PR #2852, opened 2023-09-17
Raise ValueError on `Response.encoding` being set after `Response.text` has been accessed

xzmeng:
Discussed in #2041

# Summary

:::::

Print the line that contains "Raise ValueError on" and each line after it up to the end of the listing, exactly as written.

Raise ValueError on `Response.encoding` being set after `Response.text` has been accessed

xzmeng:
Discussed in #2041

# Summary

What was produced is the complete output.